--- SOURCE DATA ---
PR #1174, opened 2026-07-29
fix(remote-mobile-control): retarget current gate bridge

MatsumotoMorami:
## Summary

- retarget the opt-in Remote Mobile Control patch from the retired slingshot gate bridge to the current gate bridge and dual-gate contract
- report recognizable current-bundle drift instead of treating it as already patched
- enable auto-connect only for the local Desktop host while preserving saved selections for other hosts
- expand regression coverage and update the feature documentation/changelog

## Validation

- node --test linux-features/remote-mobile-control/test.js (110/110)
- TMPDIR=<private 0700 directory> node --test scripts/patch-linux-window-ui.test.js (401/401)
- built a side-by-side app from Codex Desktop 26.721.81911 and verified Android QR pairing, session listing, thread resume/hydration, and a streamed live turn on Linux with Codex CLI 0.146.0

### DIFF
--- a/CHANGELOG.md
+++ b/CHANGELOG.md
@@ -35,6 +35,10 @@ The format is based on [Keep a Changelog](https://keepachangelog.com/).
 
 ### Fixed
 
+- Remote mobile control now patches the current 26.721 dual-gate enablement
+  bridge instead of reporting it as already applied. Startup auto-connects the
+  environment owned by this Desktop without overwriting saved choices for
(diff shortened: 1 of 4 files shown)


ilysenko (approved):
Reviewed the current head: the feature-only gate-bridge drift fix is focused, preserves upstream dual-gate behavior and saved host choices, and all required checks pass.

--- TASK DIRECTIONS ---
The answer should be the first line of the material and every line after it through the line containing "[Keep a Changelog](https://keepachangelog.com/).", exactly as written, and nothing else.

--- THE COMPLETED TASK ---
PR #1174, opened 2026-07-29
fix(remote-mobile-control): retarget current gate bridge

MatsumotoMorami:
## Summary

- retarget the opt-in Remote Mobile Control patch from the retired slingshot gate bridge to the current gate bridge and dual-gate contract
- report recognizable current-bundle drift instead of treating it as already patched
- enable auto-connect only for the local Desktop host while preserving saved selections for other hosts
- expand regression coverage and update the feature documentation/changelog

## Validation

- node --test linux-features/remote-mobile-control/test.js (110/110)
- TMPDIR=<private 0700 directory> node --test scripts/patch-linux-window-ui.test.js (401/401)
- built a side-by-side app from Codex Desktop 26.721.81911 and verified Android QR pairing, session listing, thread resume/hydration, and a streamed live turn on Linux with Codex CLI 0.146.0

### DIFF
--- a/CHANGELOG.md
+++ b/CHANGELOG.md
@@ -35,6 +35,10 @@ The format is based on [Keep a Changelog](https://keepachangelog.com/).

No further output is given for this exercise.